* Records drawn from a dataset

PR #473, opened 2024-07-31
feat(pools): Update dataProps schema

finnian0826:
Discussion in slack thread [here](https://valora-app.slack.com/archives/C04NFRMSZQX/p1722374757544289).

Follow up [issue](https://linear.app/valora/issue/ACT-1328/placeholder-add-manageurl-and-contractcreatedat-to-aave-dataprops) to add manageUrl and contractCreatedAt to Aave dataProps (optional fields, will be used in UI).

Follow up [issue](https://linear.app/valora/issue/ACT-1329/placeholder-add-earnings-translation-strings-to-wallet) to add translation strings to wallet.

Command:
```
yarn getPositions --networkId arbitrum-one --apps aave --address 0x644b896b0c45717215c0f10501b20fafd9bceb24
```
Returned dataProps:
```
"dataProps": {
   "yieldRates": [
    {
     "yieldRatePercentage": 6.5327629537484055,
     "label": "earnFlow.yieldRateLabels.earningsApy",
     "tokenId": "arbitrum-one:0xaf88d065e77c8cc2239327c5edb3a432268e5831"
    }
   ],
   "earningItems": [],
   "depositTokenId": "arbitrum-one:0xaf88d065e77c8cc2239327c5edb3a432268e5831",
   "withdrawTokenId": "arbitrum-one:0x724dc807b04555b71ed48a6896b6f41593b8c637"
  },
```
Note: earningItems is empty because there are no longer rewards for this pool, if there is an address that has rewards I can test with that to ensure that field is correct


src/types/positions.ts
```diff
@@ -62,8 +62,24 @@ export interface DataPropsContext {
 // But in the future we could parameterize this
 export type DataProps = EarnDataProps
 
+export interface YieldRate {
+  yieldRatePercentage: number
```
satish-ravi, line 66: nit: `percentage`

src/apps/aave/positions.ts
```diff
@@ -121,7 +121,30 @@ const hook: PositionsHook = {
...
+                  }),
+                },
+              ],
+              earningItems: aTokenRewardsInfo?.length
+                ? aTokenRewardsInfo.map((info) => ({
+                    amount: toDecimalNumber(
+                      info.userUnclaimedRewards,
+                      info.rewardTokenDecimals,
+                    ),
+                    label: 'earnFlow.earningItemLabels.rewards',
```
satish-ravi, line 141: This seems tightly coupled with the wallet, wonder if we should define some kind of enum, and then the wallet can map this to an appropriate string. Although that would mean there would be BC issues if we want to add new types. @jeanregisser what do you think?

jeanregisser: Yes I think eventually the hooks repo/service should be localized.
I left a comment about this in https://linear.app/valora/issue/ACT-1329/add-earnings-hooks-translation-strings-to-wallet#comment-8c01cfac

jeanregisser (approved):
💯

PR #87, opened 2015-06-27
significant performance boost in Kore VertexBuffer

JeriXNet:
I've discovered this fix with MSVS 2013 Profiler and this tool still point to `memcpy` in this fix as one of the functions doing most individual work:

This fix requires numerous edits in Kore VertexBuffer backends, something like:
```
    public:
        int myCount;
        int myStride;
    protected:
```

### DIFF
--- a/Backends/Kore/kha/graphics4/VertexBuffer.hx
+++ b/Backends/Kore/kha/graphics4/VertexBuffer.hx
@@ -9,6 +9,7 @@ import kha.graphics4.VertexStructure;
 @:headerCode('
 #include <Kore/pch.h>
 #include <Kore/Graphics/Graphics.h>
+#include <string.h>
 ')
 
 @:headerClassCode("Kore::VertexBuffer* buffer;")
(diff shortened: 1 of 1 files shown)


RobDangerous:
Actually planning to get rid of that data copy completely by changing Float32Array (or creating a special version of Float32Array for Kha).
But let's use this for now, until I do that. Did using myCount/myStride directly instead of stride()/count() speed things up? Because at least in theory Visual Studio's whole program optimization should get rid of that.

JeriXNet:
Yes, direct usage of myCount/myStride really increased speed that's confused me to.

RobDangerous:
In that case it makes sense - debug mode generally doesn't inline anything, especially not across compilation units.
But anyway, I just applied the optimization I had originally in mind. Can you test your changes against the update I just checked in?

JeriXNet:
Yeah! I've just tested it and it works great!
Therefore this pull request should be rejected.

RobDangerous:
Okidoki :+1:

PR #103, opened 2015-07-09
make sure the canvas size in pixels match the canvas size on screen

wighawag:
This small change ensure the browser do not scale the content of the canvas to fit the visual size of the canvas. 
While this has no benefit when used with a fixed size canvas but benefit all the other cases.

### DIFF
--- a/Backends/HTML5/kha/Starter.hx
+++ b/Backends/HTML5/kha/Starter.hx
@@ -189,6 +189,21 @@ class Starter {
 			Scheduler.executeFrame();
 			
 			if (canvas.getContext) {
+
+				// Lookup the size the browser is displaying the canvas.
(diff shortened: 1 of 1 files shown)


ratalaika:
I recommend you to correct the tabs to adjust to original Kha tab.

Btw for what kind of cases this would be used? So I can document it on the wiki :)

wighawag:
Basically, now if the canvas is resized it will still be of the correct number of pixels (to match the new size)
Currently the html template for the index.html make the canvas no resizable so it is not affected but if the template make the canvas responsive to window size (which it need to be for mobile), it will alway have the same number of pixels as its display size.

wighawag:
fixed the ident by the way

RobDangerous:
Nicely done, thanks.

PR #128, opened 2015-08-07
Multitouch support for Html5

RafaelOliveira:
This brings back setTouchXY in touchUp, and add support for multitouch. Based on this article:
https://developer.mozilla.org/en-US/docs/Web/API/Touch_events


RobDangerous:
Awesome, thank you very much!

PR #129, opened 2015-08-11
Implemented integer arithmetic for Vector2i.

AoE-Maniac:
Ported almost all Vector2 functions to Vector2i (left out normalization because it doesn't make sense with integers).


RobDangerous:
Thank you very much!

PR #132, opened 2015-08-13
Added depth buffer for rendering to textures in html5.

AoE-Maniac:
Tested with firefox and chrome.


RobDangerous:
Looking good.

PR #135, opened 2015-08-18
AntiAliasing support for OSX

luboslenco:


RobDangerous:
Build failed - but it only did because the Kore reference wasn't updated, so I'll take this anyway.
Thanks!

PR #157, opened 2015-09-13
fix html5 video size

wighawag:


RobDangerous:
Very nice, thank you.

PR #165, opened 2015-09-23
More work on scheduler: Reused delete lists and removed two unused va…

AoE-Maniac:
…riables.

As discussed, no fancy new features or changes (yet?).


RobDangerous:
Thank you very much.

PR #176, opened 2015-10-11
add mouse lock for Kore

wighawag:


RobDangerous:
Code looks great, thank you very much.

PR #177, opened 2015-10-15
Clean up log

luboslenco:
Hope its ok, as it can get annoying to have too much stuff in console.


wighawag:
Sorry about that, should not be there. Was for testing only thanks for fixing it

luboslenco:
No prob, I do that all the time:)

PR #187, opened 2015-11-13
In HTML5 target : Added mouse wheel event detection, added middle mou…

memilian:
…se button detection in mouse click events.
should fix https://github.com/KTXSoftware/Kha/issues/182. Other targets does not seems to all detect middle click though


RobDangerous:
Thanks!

* WORK ITEM
Please give the number of lines above that include the string "anyway", with nothing added.

* RESPONSE TO THE EXERCISE
2